*** Data for this task
PR #6566, opened 2025-10-30
Update nvidia runtime setup info (gpu-operator Helm chart)

josef-hak:
## Description

Use up-to-date NVidia GPU operator Helm chart installation - updated parameters. Previous version doesn't work anymore as the chart was updated and the command didn't use `--version` parameter.

Link: https://docs.k0sproject.io/head/runtime/#using-nvidia-container-runtime

### DIFF
--- a/docs/runtime.md
+++ b/docs/runtime.md
@@ -212,14 +212,16 @@ helm repo add nvidia https://helm.ngc.nvidia.com/nvidia
 helm repo update
 helm install nvidia-gpu-operator -n nvidia-gpu-operator \
   --create-namespace \
-  --set operator.defaultRuntime=containerd \
-  --set toolkit.env[0].name=CONTAINERD_CONFIG \
-  --set toolkit.env[0].value=/etc/k0s/containerd.d/nvidia.toml \
-  --set toolkit.env[1].name=CONTAINERD_SOCKET \
-  --set toolkit.env[1].value=/run/k0s/containerd.sock \
-  --set toolkit.env[2].name=CONTAINERD_RUNTIME_CLASS \
-  --set toolkit.env[2].value=nvidia \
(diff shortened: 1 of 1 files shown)


docs/runtime.md
```diff
@@ -212,14 +212,16 @@ helm repo add nvidia https://helm.ngc.nvidia.com/nvidia
...
-  --set toolkit.env[0].name=CONTAINERD_CONFIG \
-  --set toolkit.env[0].value=/etc/k0s/containerd.d/nvidia.toml \
-  --set toolkit.env[1].name=CONTAINERD_SOCKET \
-  --set toolkit.env[1].value=/run/k0s/containerd.sock \
-  --set toolkit.env[2].name=CONTAINERD_RUNTIME_CLASS \
-  --set toolkit.env[2].value=nvidia \
-  nvidia/gpu-operator
+  --set "operator.defaultRuntime=containerd" \
+  --set "toolkit.env[0].name=CONTAINERD_CONFIG" \
+  --set "toolkit.env[0].value=/run/k0s/containerd-cri.toml" \
```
******
■ Exercise details ■
Search the records for the string "defaultRuntime" and report each line that has it.

■ Response below ■
-  --set operator.defaultRuntime=containerd \
+  --set "operator.defaultRuntime=containerd" \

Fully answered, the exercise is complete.